Look through the listing below for the word "twoerner" and copy every line where it occurs.

Data section:

============

Issue #81, opened 2017-12-21
chromium-x11 crashes for use-egl at least


schnitzeltony:
Have tested chromium-x11 with quite recent master layers. It was build with

PACKAGECONFIG = "use-egl impl-side-painting proprietary-codecs"

for Raspi3.

On a fresh image chromium starts but as soon as I open e.g https://github.com it crashes. All further starts crash immediately. If I delete $HOME/.config/chromium I can start chromium again but moving to https://github.com crashes.

So I started chromium by console and get:

> [2263:2263:1221/015335.950665:ERROR:gl_implementation.cc(241)] Failed to load /usr/lib/chromium/libGLESv2.so: /usr/lib/chromium/libGLESv2.so: cannot open shared object file: No such file or directory
> [2263:2263:1221/015335.957888:ERROR:gpu_child_thread.cc(254)] Exiting GPU process due to errors during initialization
> [2213:2247:1221/015335.971247:ERROR:browser_gpu_channel_host_factory.cc(108)] Failed to launch GPU process.
> Bus error (core dumped)

I did some investigations:
* On Target: Creating a link /usr/lib/chromium/libGLESv2.so to /usr/lib//libGLESv2.so.2 did not change anything
* In OE-Workdir: Have no idea if this is something of importance but I found many entries like 'solibs = ./libEGL.so ./libGLESv2.so' in the created ninja files. The error message path is libexec / /usr/lib/chromium so this might cause chromium look there.

twoerner:
When you build chromium-x11 for the rpi3, when done you'll find the two files libGLESv2.so and libEGL.so left over in the build directory. If you install them to ${D}${libdir}/chromium you'll find that chromium now uses gpu acceleration when run. Not sure why this isn't the default. I.e.

do_install_append() {
    install libGLESv2.so ${D}${libdir}/chromium
    install libEGL.so ${D}${libdir}/chromium
}

I don't think I'm using anything other than the default PACKAGECONFIGs when I build.

msisov:
I guess PACKAGECONFIG must be looking the following
PACKAGECONFIG_pn-chromium-x11 = "use-egl impl-side-painting proprietary-codecs"

and then it will work. At least, I always specify.

schnitzeltony:
@msisov / @twoerner: Thanks for quick response

@msisov: I do this in an chromium%.bbappend file in my pseudo distro layer meta-misc. I think there the syntax should be ok.

@twoerner: I will give this a try - building will take some time...
[...]

PR #82, opened 2017-12-21
chromium: Install libEGL / libGLESv2 if created

schnitzeltony:
Fixes:
| [2263:2263:1221/015335.950665:ERROR:gl_implementation.cc(241)] Failed to load /usr/lib/chromium/libGLESv2.so: /usr/lib/chromium/libGLESv2.so: cannot open shared object file: No such file or directory
| [2263:2263:1221/015335.957888:ERROR:gpu_child_thread.cc(254)] Exiting GPU process due to errors during initialization
| [2213:2247:1221/015335.971247:ERROR:browser_gpu_channel_host_factory.cc(108)] Failed to launch GPU process.
| Bus error (core dumped)

Thanks to Trevor Woerner for suggesting this [1]

[1] https://github.com/OSSystems/meta-browser/issues/81

### DIFF
--- a/recipes-browser/chromium/chromium-gn.inc
+++ b/recipes-browser/chromium/chromium-gn.inc
@@ -384,6 +384,14 @@ do_install() {
 
 	# ChromeDriver.
 	install -m 0755 chromedriver ${D}${bindir}/chromedriver
+
+	# EGL / GLESv2
+	if [ -f libEGL.so ]; then
+		install libEGL.so ${D}${libdir}/chromium
+	fi
+	if [ -f libGLESv2.so ]; then
+		install libGLESv2.so ${D}${libdir}/chromium
+    fi
 }
 
 PACKAGES =+ "${PN}-chromedriver"


rakuco:
Chromium's scripts to generate the official Google Chrome packages on Linux have the following excerpt: https://chromium.googlesource.com/chromium/src.git/+/62.0.3202.94/chrome/installer/linux/common/installer.include#166

Which means those files aren't shipped in their stable packages, and, according to https://bugs.chromium.org/p/chromium/issues/detail?id=522133#c11, those files should end up being used only if chromium is started with `--use-gl=angle`.

So I'm a little skeptical of the approach described here. It'd be good to investigate whether ANGLE's being tried as a default GL backend, or why the other ones have not worked as expected, at least.

schnitzeltony:
Yeah I am not happy about it too - and it does not make chromium stable for me...

I checked:
<..>/chromium-x11/62.0.3202.94-r0/image/usr/lib/chromium/chromium-wrapper contains:

>CHROME_EXTRA_ARGS="         --use-gl=egl         --enable-gpu-rasterization --enable-impl-side-painting          "

Unfortunately up to now we have @schnitzeltony (me) and @twoerner facing this problem and both build for same machine - so it might be caused by Raspi3 / 32bit (@twoerner : which meta-raspberrypi do you use?) but I don't think so: GL is based on very recent mesa and images I use to build are close to world with lots of GLES/EGL used in X11 and wayland - but who knows..
Are there others seeing same problem for other machines?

============

Task output:
twoerner:
@msisov / @twoerner: Thanks for quick response
@twoerner: I will give this a try - building will take some time...
Unfortunately up to now we have @schnitzeltony (me) and @twoerner facing this problem and both build for same machine - so it might be caused by Raspi3 / 32bit (@twoerner : which meta-raspberrypi do you use?) but I don't think so: GL is based on very recent mesa and images I use to build are close to world with lots of GLES/EGL used in X11 and wayland - but who knows..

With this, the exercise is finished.